I'll be in the comments all day. Tell me where it breaks, which app it misbehaves in, and how it runs on your Windows machine. Honest technical feedback is the most useful thing you can give us today.
@myroslav_budzanivskyi Since Lispr relies on a cloud-based pipeline to achieve its ~350ms latency, what technical guarantees such as independent audits or ephemeral processing can you provide to ensure that my audio or transcripts are truly not being logged or used by your ASR providers, especially when I am not in a 'zero data retention' mode?
Lispr
@makimum_dev Fair question, and I'll answer it in two layers, because the honest answer has two layers.
What I can guarantee, because we wrote the code: our relay is stateless. It forwards audio and returns text. It has no storage attached, and no transcript content appears in our logs. There's no account, so there's nothing to attach a profile to. You can watch the traffic yourself: one request out while the key is held, one response back.
What depends on our speech provider: their published policy is retention of audio for up to 30 days for abuse review, then deletion. It is not used for training. That's a policy commitment from a company with enterprise customers, not a cryptographic guarantee, and I won't pretend otherwise.
On independent audits: we don't have one. We're a small team a few months in, and a real audit costs real money. It's on the roadmap along with per-device attestation. If you need audited zero-retention today, an on-device tool is the right call for you, and I mean that without irony. The trade you make there is a 2 to 3 GB model download and slower output.

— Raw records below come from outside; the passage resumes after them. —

Issue #3859, opened 2018-02-06
Change addresses beyond default gap limit will stay beyond gap limit


SomberNight:
Suppose the user uses `create_new_address` to create change addresses.
https://github.com/spesmilo/electrum/blob/d56dba80392bd5e7d679ab9483b2cbfd50d4c506/lib/wallet.py#L1813
(Alternatively, the ~same can be triggered by changing `gap_limit_for_change`)

Let's say she creates 50 new change addresses.
The wallet, when creating a new txn, will choose from the last 6 (hardcoded `gap_limit_for_change`) change addresses.
https://github.com/spesmilo/electrum/blob/d56dba80392bd5e7d679ab9483b2cbfd50d4c506/lib/wallet.py#L999-L1007
When all among these last 6 are used, at some point, new ones will be generated.
https://github.com/spesmilo/electrum/blob/d56dba80392bd5e7d679ab9483b2cbfd50d4c506/lib/wallet.py#L1832-L1835

As a consequence, an existing "gap" will never be overcome.

ecdsa:
is that really a concern? 
we cannot address all the possible scenarios that result from a user typing commands in the console..

SomberNight:
Ok, fair enough. I just ran into this and it took some time to diagnose why I was missing some coins after a restore. :)

PR #4530, opened 2018-07-10
wallet: try to plug gap limit for change addresses

SomberNight:
fixes https://github.com/spesmilo/electrum/issues/3859

Sometimes there are legitimate reasons for creating new change addresses / increasing the change gap limit. (such as verifying/identifying change addresses when offline signing)

If the user does that, current master will tend to leave a gap of unused change addresses when making new transactions, which can lead to not discovering funds when restoring. [0]
The gap limit for change is hardcoded at 6.
The gap is due to the wallet always choosing change addresses from the last 6.

This PR keeps a list of unused change addresses, and use it such that the wallet will always prefer choosing the first unused one (or more in case of the multiple change outputs preference).

-----
[0] This has been irking me for some time, as whenever a user asks for help to generate more change addresses, I have to remember to give a disclaimer of this issue.

### DIFF
--- a/electrum/wallet.py
+++ b/electrum/wallet.py
@@ -179,6 +179,8 @@ class Abstract_Wallet(AddressSynchronizer):
         self.fiat_value            = storage.get('fiat_value', {})
         self.receive_requests      = storage.get('payment_requests', {})
 
+        self.calc_unused_change_addresses()
+
         # save wallet type the first time
         if self.storage.get('wallet_type') is None:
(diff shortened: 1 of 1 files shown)


jlopp:
Concept ACK

We ran into gap limit issues fairly often at BitGo and this was something that I suggested years ago.

Is 6 the standard for change? I thought the standard was a gap limit of 20 for both receiving and change derivation. IIRC at BitGo we increased it to 100 on both in our recovery tool.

Nothing trains a model unless you flip an explicit opt-in, and that opt-in is off by default.
Lispr
I do marketing for Lispr. But I'm writing this as its heaviest user, because the tool changed how I work before it ever became my job to talk about it.
The biggest surprise was my AI workflow. When I typed prompts, I kept them short and got generic answers back. Speaking, I give the model two minutes of context, examples, and constraints without thinking about my fingers, and the answers improved to the point where colleagues asked what I changed.

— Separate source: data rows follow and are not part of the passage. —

PR #4542, opened 2018-07-12
Add electrumx class

haarts:
This PR (once part of #4427) introduces the ElectrumX class. This class deal solely with API calls to the ElectrumX backend thus splitting responsibilities between:
- actual calls (now ElectrumX class)
- network socket maintenance (still Network class)
- trigger sending (still Network class)
- local blockchain management (still Network class)

It also holds the odd new docstring and linter fixes.

### DIFF
--- a/lib/websockets.py
+++ b/lib/websockets.py
@@ -23,7 +23,9 @@
 # CONNECTION WITH THE SOFTWARE OR THE USE OR OTHER DEALINGS IN THE
 # SOFTWARE.
 import queue
-import threading, os, json
+import threading
+import os
+import json
 from collections import defaultdict
 try:
     from SimpleWebSocketServer import WebSocket, SimpleSSLWebSocketServer
@@ -34,7 +36,9 @@ except ImportError:
 from . import util
 from . import bitcoin
 
+
 request_queue = queue.Queue()
+
 
 class ElectrumWebSocket(WebSocket):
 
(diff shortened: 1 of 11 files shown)


lib/websockets.py
```diff
@@ -98,26 +107,26 @@ def run(self):
             method = r.get('method')
             result = r.get('result')
             if result is None:
-                continue    
+                continue
             if method == 'blockchain.scripthash.subscribe':
                 addr = r.get('params')[0]
```
SomberNight: As I said on IRC, I am fairly certain this will fail here now, as you no longer give the address to the network.
`r.get('params')[0]` is now a scripthash

SomberNight:
How will other subclasses of `Network` look like? Are they going to be implementing the same public methods?

lib/websockets.py
haarts: Wait. I checked that. I still have your commit open: https://github.com/spesmilo/electrum/commit/8591587f9ed9e055edd0205ab45e9412e52c0f63
The issue is that, if the method is `scripthash.subscribe` the params contain an address not a scripthash. I must have misinterpreted the commit.

haarts:
Yes. They are going to implement the exact same public methods.

lib/websockets.py
SomberNight: the issue stems from if you call `network.subscribe_to_scripthash` then you will get back a scripthash as param, and if you call `network.subscribe_to_addresses` then you will get back an address

gabriel-samfira:
I think if you are planning on abstracting away some functionality, it's worth creating a ```metaclass```, See:

haarts:
As discussed on IRC with @ecdsa we've decided to drop the ElectrumX class. Instead I'll limit myself to improvements to the Network class.

PR #4554, opened 2018-07-16
docker: capture full build context into image

toxeus:
The advantages are:

 * The build process is even more simplified to one single
   command.

 * A build using an outdated builder image is prevented
   because the steps of creating the build environment
   and building the electrum exes are now coupled/atomic.

 * The developer's local repo remains untouched.

 * The resulting image contains the full build context
   including the build artifacts. It can be archived locally
   or on Docker Hub and used for retrospective analysis for
   builds that are not yet deterministic or not yet proven
   to be deterministic.

 * Docker's caching feature can be taken advantage of. Docker
   very reliably detects when to invalidate caches given the
   full build context.

The disadvantage is:

 * The image size increases.


SomberNight:
Rebuilding the image takes several minutes, which would now be needed to be done for every build.
If one is debugging an issue with Windows binaries, builds take noticeably longer this way.
But maybe for that use case, one can use build.sh directly, without docker..

toxeus:
Just leave away the `--no-cache` flag for such a case. Also, I have one more quite effective caching optimization in the pipeline but I didn't want to intermingle it in this PR.

Issue #4540, opened 2018-07-12
Electrum's revealer plugin UI suggestions


Engelberg:
1. There should be a way to access the plugin's ability to generate revealers and encrypted seeds or arbitrary messages without displaying your seed.
2. Right now, the UI is completely ambiguous about whether the button to encrypt your seed with a revealer includes any seed extension words or not. Does it? (I'm guessing not, but I think this should be made clearer in the interface).

SomberNight:
2. Indeed, seed extension is not included.

ecdsa:
@tiagotrs

tiagotrs:
for 1. we could hook the Plugin from the main window, next to the seed icon? Then it would need to unlock the seed in case the user wants to encrypt it and it's password locked. 
About 2. I think it makes sense to encrypt only the seed. The use case of seed extensions is to have different extensions for the same seed right? I could add a warning that the extension is not included in the backup or I could add an explicit option to include it.

SomberNight:
I don't think the seed extension should be included in the text on the revealer. I consider the seed extension another "factor"/thing you need to access your coins. Adding a warning/note that it's not included is fine.

Engelberg:
Agree.  Thanks for considering.

tiagotrs:
also about 1. in the future I plan to integrate the ledger app (https://github.com/LedgerHQ/bolos-app-revealer/), so it makes sense that the revealer icon is not on the seed dialog.  Is a icon on the main window acceptable? otherwise, where should I hook it from?

PR #4555, opened 2018-07-16
add warning that seed extension will not be included in the backup 

tiagotrs:


SomberNight:
related: https://github.com/spesmilo/electrum/issues/4540

PR #4557, opened 2018-07-16
Backport from Electron Cash (macOS) -- fix missing URI types

cculianu:
After you guys upgraded to the new building scheme for macOS (which we ported over to our code) -- the Info.plist for macOS became spartan and bare.  One of the thing's it's missing is support for bitcoin: (or bitcoincash: in our case) URI types.

This adds that.

~Also I noticed your build system insists on Homebrew.. when it also works with either MacPorts or Homebrew - so I added supporting that too.~

~I personally use MacPorts and consider it pretty awesome so I try to add support for it to any project.  Since it's 0 cost for you guys to support it (it provides identical tools really) -- here it is, acknowledged as being a viable way to build.~

Tested and works on my macOS system.

### DIFF
--- a/contrib/build-osx/make_osx
+++ b/contrib/build-osx/make_osx
@@ -15,7 +15,7 @@ cd $src_dir/../..
 export PYTHONHASHSEED=22
 VERSION=`git describe --tags --dirty`
 
-which brew > /dev/null 2>&1 || fail "Please install brew from https://brew.sh/ to continue"
+which brew > /dev/null 2>&1 || which port > /dev/null 2>&1 || fail "Please install either Homebrew (from https://brew.sh/) or MacPorts (from https://www.macports.org/) to continue"
 
 info "Installing Python $PYTHON_VERSION"
 export PATH="~/.pyenv/bin:~/.pyenv/shims:~/Library/Python/3.6/bin:$PATH"
@@ -89,6 +89,12 @@ done
 
 info "Building binary"
 pyinstaller --noconfirm --ascii --clean --name $VERSION contrib/build-osx/osx.spec || fail "Could not build binary"
+
+info "Adding bitcoin URI types to Info.plist"
+plutil -insert 'CFBundleURLTypes' \
+	-xml '<array><dict> <key>CFBundleURLName</key> <string>bitcoin</string> <key>CFBundleURLSchemes</key> <array><string>bitcoin</string></array> </dict></array>' \
+	-- dist/$PACKAGE.app/Contents/Info.plist \
+	|| fail "Could not add keys to Info.plist. Make sure the program 'plutil' exists and is installed."
 
 info "Creating .DMG"
 hdiutil create -fs HFS+ -volname $PACKAGE -srcfolder dist/$PACKAGE.app dist/electrum-$VERSION.dmg || fail "Could not create .DMG"
--- a/contrib/build-osx/make_osx
+++ b/contrib/build-osx/make_osx
@@ -15,7 +15,7 @@ cd $src_dir/../..
 export PYTHONHASHSEED=22
 VERSION=`git describe --tags --dirty`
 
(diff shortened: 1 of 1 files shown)


contrib/build-osx/make_osx
```diff
@@ -15,7 +15,7 @@ cd $src_dir/../..
 export PYTHONHASHSEED=22
 VERSION=`git describe --tags --dirty`
 
-which brew > /dev/null 2>&1 || fail "Please install brew from https://brew.sh/ to continue"
+which brew > /dev/null 2>&1 || which port > /dev/null 2>&1 || fail "Please install either Homebrew (from https://brew.sh/) or MacPorts (from https://www.macports.org/) to continue"
```
bauerj: We call brew directly later in this script so I don't think it works with port installed unless you provide an alternative there too.

cculianu: really? it worked for me!! I don't even have brew installed.. whaaa??

Ok double-checking now.. it totally worked!

Will get back to you in a minute..

cculianu: Yeah ok -- i know why it worked.  Because I already have autoconf, automake, etc installed. So:
```
# brew install autoconf automake
```

Is a no-op on my system (it did say command not found).

Man you guys are persecuting us MacPorts users!!! Ha ha :)

I have 2 options:

1. Modify your script further to cope with macports.. or 
2. just leave you in our brew-centric existance and get rid of that MacPorts thing.

Hmm.  What to do?

cculianu:
Ok, changes made.  Got rid of MacPorts support.  Maybe I'll do that as a separate PR.

bauerj:
Sorry for the long delay, I finally got around to test it now 😞

cculianu:
Ha! No worries! You got a master's thesis to finish up! 👍

SomberNight:
Could this instead go to
https://github.com/spesmilo/electrum/blob/1af225015a19e0697f3ca31535d74f6f646ea7ac/contrib/build-osx/osx.spec#L100-L103
?

If not, why not?

cculianu:
@SomberNight  Aye, I investigated this at the time.  Obviously this would be the preferred method rather than the less elegant "call plutil from a script" that this PR does.

Unfortunately pyinstaller spec files don't support anything but a very simple Info.plist structure.  Just a basic name=value dict is supported (where value is a string, bool, int).  'Value' cannot be something more complex such as a nested arrays or dict.  This URI type stuff on MacOS requires an array of dicts be added to the Info.plist (if you look at the actual XML -- you an see it's a rather convoluted array of dicts!).

So it can't be done using the spec file. :/

If you want to read more --  from the Pyinstaller docs: 

https://pythonhosted.org/PyInstaller/spec-files.html#spec-file-options-for-a-mac-os-x-bundle  (see a few paragraphs down in this section for the relevant discussion).

SomberNight:
All right, I see. :/ Thanks for explaining.

SomberNight:
Any idea if this file is used at all? https://github.com/spesmilo/electrum/blob/60f8cf665eb167ae315645c849fee81596d455e8/Info.plist

cculianu:
I seem to vaguely recall that it's cruft left over from a previous incarnation of the osx build scheme.  Let me double-check that to be sure.  I could be wrong. 

I will get back to you on that today... 💯

cculianu:
@SomberNight Good catch.  I just verified. That file is definitely cruft.  It was used before you guys upgraded the build system for OSX to be more streamlined (which we also ported over to Electron Cash).  

It's no longer used by anything and should be removed from the project because all it does is sow the seeds of confusion to anyone maintaining this.

I even double-checked this myself by removing it and re-building Electrum git head from scratch on a clean dir (sans Info.plist in root), just to be super-sure. 

That file is cruft.

I'm going to remove it from Electron-Cash right now.

I can issue a PR right now to you guys to remove it, too. 👍

cculianu:
Ok, added. @SomberNight  please see #4773

PR #4563, opened 2018-07-18
remove pbkdf2 dependency, use stdlib instead

ysangkok:


ysangkok:
Needs testing with DigitalBitbox.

The second thing: I live in Poland and run my life in three languages. Ukrainian with family, English at work, Polish everywhere else. Switching the output language is one extra key held at release, so I think in Ukrainian and the message lands in English. Of everything in the app this is what I'd pay for.

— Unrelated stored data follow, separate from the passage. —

PR #4565, opened 2018-07-18
Trezor: fix spending coinbase outputs

yura-pakhuchiy:
Attempt to spend coinbase output results in error:
a bytes-like object is required, not 'str'

Note: I have not tested this with Bitcoin since obtaining coinbase outputs is not easy even on Bitcoin testnet. Originally I have found, tested and fixed this problem in Zcoin fork of Electrum and just backporting this fix back to upstream.

### DIFF
--- a/electrum/plugins/keepkey/keepkey.py
+++ b/electrum/plugins/keepkey/keepkey.py
@@ -288,7 +288,7 @@ class KeepKeyPlugin(HW_PluginBase):
         for txin in tx.inputs():
             txinputtype = self.types.TxInputType()
             if txin['type'] == 'coinbase':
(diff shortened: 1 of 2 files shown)


SomberNight:
Thanks, looks ok.
I think `b"\x00"*32` would be clearer; can you set it to that instead?
Also, this code is duplicated for keepkey, please fix it there too.
https://github.com/spesmilo/electrum/blob/e5661156f0d4667a91ea60cae5cd8189e0770a92/electrum/plugins/keepkey/keepkey.py#L291

yura-pakhuchiy:
@SomberNight updated!

SomberNight:
Thanks.

PR #8020, opened 2022-10-17
add invoice status to invoice_status callback

accumulator:
This patch adds the invoice status to the `invoice_status` callback;
1) analog to `request_status` callback
2) all consumers of the callback do the `wallet.get_invoice_status(wallet.get_invoice(key))` dance anyway

There's some commented lines in this patch, and some logging, to makes this patch easier to review (will clean up after review).
Also, I've made one assumption here, the `PR_INFLIGHT` status in the `lnworker.pay_to_node()` route loop. As far as I can see, there's no code path that sets a different status while in this loop. If this assumption is incorrrect, we can retrieve the current status from `self.get_invoice_status()` at this point.

### DIFF
--- a/electrum/gui/qml/qewallet.py
+++ b/electrum/gui/qml/qewallet.py
@@ -160,14 +160,7 @@ class QEWallet(AuthMixin, QObject, QtEventListener):
     @event_listener
     def on_event_invoice_status(self, wallet, key, status):
         if wallet == self.wallet:
-            self._logger.debug('invoice status update for key %s' % key)
-            # FIXME event doesn't pass the new status, so we need to retrieve
-            # invoice = self.wallet.get_invoice(key)
-            # if invoice:
-            #     status = self.wallet.get_invoice_status(invoice)
-            #     self.invoiceStatusChanged.emit(key, status)
-            # else:
-            #     self._logger.debug(f'No invoice found for key {key}')
+            self._logger.debug(f'invoice status update for key {key} to {status}')
             self.invoiceStatusChanged.emit(key, status)
 
     @qt_event_listener
--- a/electrum/gui/qml/qewallet.py
+++ b/electrum/gui/qml/qewallet.py
@@ -158,16 +158,17 @@ class QEWallet(AuthMixin, QObject, QtEventListener):
                 self.historyModel.init_model()
 
     @event_listener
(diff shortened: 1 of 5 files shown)


electrum/lnworker.py
```diff
@@ -1268,7 +1268,9 @@ async def pay_to_node(
                         trampoline_onion=trampoline_onion,
                         trampoline_fee_level=self.trampoline_fee_level,
                         trampoline_route=trampoline_route)
-                util.trigger_callback('invoice_status', self.wallet, payment_hash.hex())
+                util.trigger_callback('invoice_status', self.wallet, payment_hash.hex(), PR_INFLIGHT)
+                # s = self.wallet.get_invoice_status(self.wallet.get_invoice(payment_hash.hex()))
+                # self.logger.info(f"invoice status triggered (1) for key {payment_hash.hex()} and status {s}")
```
SomberNight, line 1273: self-note: it's much cleaner to trigger the `'invoice_status'` event in `set_invoice_status` when it actually changes (as-is already done). The reason it is *also* triggered here is to update the attempt-counter and progress for a lightning payment in the GUI.

maybe we should add a comment to that effect here, e.g. "to let GUI update payment progress (e.g. attempt counter)"

electrum/gui/qml/qewallet.py
```diff
@@ -158,16 +158,17 @@ def on_event_request_status(self, wallet, key, status):
                 self.historyModel.init_model()
 
     @event_listener
-    def on_event_invoice_status(self, wallet, key):
+    def on_event_invoice_status(self, wallet, key, status):
```
SomberNight, line 161: `qeinvoicelistmodel.py` also needs updating (?)
https://github.com/spesmilo/electrum/blob/eb00012c951e10855841d9e9daa19125cb3c04a2/electrum/gui/qml/qeinvoicelistmodel.py#L143

SomberNight (commented):
looks good (assuming commented-out old code is removed)

electrum/gui/qml/qewallet.py
accumulator: Yes, the listener in `qeinvoicemodel.py` was added after I made this PR so it needs to be included here

accumulator:
reworked for remarks, rebased on master.

SomberNight:
thanks!

PR #8024, opened 2022-10-19
can_have_lightning should return False for watch-only wallets

accumulator:


accumulator:
Thanks for clarifying.

PR #8034, opened 2022-10-24
make it easier to troubleshoot config parse errors

ln2max:
Change the logging message displayed when the config file can't be
parsed: include the underlying exception text, so that a user who is
attepting to edit the config manually can find and fix any errors.


accumulator:
thanks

Ask me anything about how we use it day to day. The founders are in this thread too.
I've been using Lispr on my mac almost every day, and it's honestly become one of those apps I keep coming back to. I work in marketing and also do mentoring, so I spend a huge chunk of my day writing feedback, docs, slack messages, briefs etc. It doesn't magically write everything for me, but it cuts the time I spend writing by a lot. Funny enough, I used Lispr to write this review too 😄
If your job involves writing a lot, I'd definitely recommend giving it a try.
Lispr
@katrya_syrotynska A review dictated through the product it reviews. That's the best QA report we got today 😄 Thank you!
"It doesn't write everything for me, but it cuts the time" is exactly the bar we aim for. Lispr types what you say and stays out of the rest. Curious which part of your day it took over first: the Slack messages or the briefs?
@konstantin_karpushin1 definitely Slack first! I write a lot of feedback during the day, so that was an instant win. Briefs were next. At this point, if I know I'm about to write more than a sentence, I instinctively open Lispr 🙏
Uppply
Congrats on the launch!
just wanted to understand how is @Lispr different from Wispr flow?